Posted by: Liberty1st | May 14, 2014 3:24:18 PM

good plan liberty. With one small change.

I say we kill everyone with an IQ under 68 and over 101.

Posted by: rodsmith | May 15, 2014 1:03:32 AM

Adamakis -- maybe you are right. But in law we don't draw factual conclusions from triple hearsay blog posts about media articles quoting third parties. We have an evidentiary process from which we draw factual conclusions. If the issue is so clear cut, it shouldn't be too hard for that process to conclude that this guy is not MR. Too bad the Texas authorities apparently didn't trust the legal process and attempted to defraud it. Maybe, as you suggest, this was the equivalent of framing a guilty man -- i.e., he was never qualified for an MR finding, and they were just overzealous in making sure that his claim was denied. But we are rightly concerned about this sort of conduct in any case, because it is unethical and degrades the truthfinding process in general. Just as we would be concerned with doctored evidence used to convict a guilty man, we should be concerned about the officials' behavior here -- regardless of the ultimate finding on MR.

Also, I would note that a large proportion of the information you cite is inflammatory and irrelevant to the narrow issue of MR. For example, that the victim was engaged and was buried in her wedding dress is unspeakably sad but it does not have any rational effect on one's judgment of whether the murderer is mentally retarded. Certainly, other aspects of those reports, such as the supposed sophistication of the crimes, are relevant, but that is precisely the sort of thing that needs to be run through the adversary/evidentiary process to see how much of that narrative is legitimate, how much is media/prosecution spin, and what the contrary evidence (if any) shows.

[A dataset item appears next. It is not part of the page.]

PR #73, opened 2021-01-04
Always pre-populate fzf's search query with current token

kidonng:
Currect only "A previously run command" uses existing input as fzf's default query. I think this should apply to all functions.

Perhaps your broader point is that the crime is heinous and the suffering of the victims immense, and that is enough to justify the offender's death, full stop. That is a view point shared by some. But that is not the law with regard to people who are MR. And while you may be free to question the normative validity of current MR law, the Texas officials involved here assuredly were not.